(Collected data)
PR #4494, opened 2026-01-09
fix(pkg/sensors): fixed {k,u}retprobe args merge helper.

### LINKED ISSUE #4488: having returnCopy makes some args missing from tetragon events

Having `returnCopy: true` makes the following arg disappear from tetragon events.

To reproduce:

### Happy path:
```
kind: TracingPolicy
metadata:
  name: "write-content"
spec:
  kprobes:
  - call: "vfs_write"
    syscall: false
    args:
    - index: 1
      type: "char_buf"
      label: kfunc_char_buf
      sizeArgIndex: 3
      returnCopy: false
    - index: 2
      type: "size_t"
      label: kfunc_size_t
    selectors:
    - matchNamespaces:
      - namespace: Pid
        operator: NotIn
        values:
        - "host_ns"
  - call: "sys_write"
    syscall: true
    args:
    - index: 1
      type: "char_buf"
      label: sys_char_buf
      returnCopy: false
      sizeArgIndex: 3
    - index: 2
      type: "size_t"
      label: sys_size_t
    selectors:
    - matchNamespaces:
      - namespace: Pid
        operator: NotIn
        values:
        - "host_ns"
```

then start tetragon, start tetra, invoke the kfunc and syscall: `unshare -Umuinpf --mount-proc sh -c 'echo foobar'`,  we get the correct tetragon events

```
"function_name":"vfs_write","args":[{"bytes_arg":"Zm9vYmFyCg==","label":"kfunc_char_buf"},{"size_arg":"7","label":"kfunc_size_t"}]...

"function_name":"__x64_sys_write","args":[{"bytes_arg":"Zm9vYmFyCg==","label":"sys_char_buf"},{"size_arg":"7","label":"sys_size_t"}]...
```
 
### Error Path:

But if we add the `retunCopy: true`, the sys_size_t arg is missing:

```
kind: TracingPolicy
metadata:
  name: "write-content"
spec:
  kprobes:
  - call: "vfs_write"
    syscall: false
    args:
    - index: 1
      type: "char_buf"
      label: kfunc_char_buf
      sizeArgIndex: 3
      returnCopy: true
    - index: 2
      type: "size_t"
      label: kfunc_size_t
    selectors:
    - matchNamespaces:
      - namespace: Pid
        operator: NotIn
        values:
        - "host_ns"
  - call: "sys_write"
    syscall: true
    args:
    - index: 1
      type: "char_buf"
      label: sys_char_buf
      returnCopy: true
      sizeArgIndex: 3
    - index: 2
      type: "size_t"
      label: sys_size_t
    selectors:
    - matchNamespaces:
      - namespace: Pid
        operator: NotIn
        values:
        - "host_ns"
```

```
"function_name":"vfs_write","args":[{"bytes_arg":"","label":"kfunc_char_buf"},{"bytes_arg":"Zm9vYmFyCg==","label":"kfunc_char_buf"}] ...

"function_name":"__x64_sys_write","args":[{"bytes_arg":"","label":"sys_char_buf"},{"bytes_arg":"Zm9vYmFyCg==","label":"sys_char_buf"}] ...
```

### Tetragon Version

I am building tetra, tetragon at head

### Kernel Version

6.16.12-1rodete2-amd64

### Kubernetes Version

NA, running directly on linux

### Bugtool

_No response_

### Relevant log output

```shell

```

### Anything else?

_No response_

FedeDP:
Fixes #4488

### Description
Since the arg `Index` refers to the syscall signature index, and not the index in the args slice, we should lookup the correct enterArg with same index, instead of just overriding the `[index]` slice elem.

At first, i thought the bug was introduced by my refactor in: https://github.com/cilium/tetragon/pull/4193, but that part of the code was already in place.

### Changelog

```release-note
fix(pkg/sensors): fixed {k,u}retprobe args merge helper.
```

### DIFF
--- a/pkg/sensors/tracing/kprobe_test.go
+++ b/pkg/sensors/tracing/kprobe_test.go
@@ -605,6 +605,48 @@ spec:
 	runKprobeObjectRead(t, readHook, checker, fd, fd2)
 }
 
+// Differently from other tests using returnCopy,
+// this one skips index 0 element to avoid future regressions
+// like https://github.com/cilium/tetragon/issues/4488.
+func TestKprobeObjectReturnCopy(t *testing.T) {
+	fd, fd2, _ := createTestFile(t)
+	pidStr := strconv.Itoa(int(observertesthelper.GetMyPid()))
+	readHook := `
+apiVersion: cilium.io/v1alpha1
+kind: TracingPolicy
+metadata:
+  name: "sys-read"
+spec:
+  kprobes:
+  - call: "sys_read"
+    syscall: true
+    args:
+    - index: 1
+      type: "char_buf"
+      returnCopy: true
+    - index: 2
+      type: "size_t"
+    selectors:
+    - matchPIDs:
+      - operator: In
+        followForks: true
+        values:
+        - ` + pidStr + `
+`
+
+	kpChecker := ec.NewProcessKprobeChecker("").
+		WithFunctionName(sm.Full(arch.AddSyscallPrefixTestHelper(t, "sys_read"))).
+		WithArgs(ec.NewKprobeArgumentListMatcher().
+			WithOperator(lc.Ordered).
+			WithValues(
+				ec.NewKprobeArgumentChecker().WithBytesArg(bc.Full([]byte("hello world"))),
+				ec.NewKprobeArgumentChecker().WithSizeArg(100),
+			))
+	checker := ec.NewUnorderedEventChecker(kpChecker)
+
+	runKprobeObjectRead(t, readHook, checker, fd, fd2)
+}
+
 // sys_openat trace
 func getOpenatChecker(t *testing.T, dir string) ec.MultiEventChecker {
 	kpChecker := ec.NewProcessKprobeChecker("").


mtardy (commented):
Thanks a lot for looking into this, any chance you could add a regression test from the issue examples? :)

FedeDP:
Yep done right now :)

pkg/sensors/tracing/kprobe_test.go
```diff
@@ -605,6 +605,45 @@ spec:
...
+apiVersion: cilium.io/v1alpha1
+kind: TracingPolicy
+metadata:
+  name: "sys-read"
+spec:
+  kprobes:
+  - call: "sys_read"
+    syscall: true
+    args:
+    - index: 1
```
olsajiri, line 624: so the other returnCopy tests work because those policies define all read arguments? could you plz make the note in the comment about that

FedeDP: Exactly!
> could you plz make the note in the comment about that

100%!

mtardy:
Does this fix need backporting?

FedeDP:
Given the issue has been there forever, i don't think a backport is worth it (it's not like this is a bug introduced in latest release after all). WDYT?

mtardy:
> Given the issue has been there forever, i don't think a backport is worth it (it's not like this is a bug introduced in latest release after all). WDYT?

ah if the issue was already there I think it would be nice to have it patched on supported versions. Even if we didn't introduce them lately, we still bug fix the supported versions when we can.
...
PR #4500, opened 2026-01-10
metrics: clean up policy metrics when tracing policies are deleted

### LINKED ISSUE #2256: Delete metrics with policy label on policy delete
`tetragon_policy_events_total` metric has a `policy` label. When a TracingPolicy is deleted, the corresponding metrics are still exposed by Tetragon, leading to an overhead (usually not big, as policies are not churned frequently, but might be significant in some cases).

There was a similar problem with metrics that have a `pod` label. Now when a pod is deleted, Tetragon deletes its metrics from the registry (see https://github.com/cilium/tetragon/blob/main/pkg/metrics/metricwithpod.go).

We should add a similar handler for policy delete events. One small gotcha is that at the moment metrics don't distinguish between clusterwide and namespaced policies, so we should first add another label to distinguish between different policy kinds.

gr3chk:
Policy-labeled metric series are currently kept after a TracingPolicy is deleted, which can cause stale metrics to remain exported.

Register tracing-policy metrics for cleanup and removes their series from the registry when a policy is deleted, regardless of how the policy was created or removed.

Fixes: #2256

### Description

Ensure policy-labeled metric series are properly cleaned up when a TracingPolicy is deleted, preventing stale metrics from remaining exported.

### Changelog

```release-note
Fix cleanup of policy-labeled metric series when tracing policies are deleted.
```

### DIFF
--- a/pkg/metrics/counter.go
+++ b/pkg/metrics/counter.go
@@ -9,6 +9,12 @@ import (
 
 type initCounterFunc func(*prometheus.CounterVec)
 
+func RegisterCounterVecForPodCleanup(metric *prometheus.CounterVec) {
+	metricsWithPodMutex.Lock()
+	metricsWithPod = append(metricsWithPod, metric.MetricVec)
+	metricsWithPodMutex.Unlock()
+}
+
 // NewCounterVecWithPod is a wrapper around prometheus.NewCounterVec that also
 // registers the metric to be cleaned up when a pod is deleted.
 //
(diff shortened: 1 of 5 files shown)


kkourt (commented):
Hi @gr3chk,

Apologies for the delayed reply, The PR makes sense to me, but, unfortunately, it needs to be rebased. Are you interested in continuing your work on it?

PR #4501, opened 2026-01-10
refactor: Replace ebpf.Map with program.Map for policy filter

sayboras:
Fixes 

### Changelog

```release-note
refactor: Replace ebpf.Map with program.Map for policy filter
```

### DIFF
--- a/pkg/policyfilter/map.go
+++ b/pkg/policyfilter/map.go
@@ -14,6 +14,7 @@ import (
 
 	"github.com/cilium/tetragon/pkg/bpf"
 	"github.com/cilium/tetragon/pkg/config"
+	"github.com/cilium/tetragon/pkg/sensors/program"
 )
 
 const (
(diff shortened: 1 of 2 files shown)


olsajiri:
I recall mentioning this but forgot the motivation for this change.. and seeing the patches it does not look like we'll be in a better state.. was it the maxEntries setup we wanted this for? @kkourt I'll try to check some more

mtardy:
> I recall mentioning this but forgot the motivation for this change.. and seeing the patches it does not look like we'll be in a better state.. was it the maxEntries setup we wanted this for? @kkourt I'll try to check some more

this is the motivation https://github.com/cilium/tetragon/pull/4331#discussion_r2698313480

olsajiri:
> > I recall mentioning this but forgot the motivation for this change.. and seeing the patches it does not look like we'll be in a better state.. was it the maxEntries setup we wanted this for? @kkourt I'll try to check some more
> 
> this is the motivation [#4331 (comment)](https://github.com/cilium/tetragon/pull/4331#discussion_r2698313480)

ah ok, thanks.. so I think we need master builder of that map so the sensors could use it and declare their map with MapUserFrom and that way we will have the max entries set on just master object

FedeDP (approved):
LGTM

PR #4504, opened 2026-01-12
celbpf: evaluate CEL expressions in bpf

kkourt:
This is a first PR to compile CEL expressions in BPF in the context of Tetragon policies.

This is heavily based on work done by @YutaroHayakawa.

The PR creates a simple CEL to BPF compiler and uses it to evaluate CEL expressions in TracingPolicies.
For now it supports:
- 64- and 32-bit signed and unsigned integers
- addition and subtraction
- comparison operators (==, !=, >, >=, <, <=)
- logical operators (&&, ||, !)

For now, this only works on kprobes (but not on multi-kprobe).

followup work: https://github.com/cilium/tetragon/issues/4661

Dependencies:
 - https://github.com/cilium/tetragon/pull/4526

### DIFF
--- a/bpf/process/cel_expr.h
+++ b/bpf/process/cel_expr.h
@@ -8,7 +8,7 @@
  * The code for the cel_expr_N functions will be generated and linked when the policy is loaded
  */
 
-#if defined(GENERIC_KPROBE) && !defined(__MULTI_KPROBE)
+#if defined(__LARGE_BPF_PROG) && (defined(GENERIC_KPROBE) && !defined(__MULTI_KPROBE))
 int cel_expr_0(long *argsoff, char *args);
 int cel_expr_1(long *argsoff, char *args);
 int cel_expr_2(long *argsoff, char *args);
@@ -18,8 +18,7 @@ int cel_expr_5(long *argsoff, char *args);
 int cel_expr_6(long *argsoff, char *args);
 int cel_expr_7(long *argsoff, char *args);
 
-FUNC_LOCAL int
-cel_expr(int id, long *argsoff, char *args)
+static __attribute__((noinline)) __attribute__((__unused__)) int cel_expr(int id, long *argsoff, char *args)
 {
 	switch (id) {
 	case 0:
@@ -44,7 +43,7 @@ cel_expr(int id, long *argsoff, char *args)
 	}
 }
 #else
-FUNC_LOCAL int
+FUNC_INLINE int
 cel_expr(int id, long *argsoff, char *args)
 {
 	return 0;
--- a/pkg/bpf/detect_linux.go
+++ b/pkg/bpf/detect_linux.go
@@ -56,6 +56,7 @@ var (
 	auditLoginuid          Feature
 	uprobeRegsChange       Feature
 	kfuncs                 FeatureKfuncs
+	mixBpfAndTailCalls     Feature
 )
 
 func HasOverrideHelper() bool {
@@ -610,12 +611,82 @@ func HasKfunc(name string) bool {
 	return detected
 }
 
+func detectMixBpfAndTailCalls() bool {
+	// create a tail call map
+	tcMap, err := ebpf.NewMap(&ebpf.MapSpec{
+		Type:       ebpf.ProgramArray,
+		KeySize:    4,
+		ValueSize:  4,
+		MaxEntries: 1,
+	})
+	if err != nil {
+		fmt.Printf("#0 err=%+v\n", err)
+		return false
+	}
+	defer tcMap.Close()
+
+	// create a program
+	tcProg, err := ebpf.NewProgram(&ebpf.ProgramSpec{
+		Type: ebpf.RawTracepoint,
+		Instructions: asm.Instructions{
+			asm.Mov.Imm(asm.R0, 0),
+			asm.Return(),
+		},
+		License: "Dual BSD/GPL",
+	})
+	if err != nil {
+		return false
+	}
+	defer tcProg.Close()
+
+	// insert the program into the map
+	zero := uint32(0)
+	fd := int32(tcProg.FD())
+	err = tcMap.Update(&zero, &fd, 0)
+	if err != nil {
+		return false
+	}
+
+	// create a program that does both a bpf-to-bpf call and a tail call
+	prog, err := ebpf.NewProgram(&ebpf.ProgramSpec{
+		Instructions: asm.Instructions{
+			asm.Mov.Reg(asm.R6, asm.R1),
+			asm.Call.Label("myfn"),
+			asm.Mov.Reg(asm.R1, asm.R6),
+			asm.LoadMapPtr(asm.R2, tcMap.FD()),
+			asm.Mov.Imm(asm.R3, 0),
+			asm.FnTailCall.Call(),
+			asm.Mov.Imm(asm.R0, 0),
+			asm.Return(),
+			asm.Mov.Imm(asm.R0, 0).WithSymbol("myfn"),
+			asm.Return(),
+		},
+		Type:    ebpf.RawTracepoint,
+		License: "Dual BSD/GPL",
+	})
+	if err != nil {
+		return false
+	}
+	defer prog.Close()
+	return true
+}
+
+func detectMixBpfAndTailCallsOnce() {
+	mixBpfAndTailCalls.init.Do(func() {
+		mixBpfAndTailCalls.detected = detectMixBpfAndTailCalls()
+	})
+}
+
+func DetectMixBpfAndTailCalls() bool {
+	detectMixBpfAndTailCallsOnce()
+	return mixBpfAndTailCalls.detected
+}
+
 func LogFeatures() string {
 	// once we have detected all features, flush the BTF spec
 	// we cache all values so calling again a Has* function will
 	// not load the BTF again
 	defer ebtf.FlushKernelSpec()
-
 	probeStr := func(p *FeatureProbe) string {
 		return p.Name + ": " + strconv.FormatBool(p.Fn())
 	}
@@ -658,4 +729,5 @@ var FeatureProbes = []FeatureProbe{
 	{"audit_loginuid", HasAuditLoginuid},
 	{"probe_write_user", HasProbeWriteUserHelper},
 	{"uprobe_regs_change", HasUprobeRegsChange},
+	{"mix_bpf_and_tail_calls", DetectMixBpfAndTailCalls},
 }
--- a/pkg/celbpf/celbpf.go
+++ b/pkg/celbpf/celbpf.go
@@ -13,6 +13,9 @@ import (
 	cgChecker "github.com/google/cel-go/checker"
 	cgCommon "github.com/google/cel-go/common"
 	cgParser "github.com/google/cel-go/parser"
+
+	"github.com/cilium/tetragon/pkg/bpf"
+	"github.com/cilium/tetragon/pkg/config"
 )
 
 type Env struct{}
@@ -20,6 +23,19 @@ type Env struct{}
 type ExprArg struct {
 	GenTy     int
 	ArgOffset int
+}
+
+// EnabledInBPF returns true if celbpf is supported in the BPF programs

Instructions for the task: In the data above, find the line that contains "metrics: clean up" and the line that contains "### LINKED ISSUE #2256: Delete". Repeat exactly those lines and every line between them, and only those.

Output for this task:
metrics: clean up policy metrics when tracing policies are deleted

### LINKED ISSUE #2256: Delete metrics with policy label on policy delete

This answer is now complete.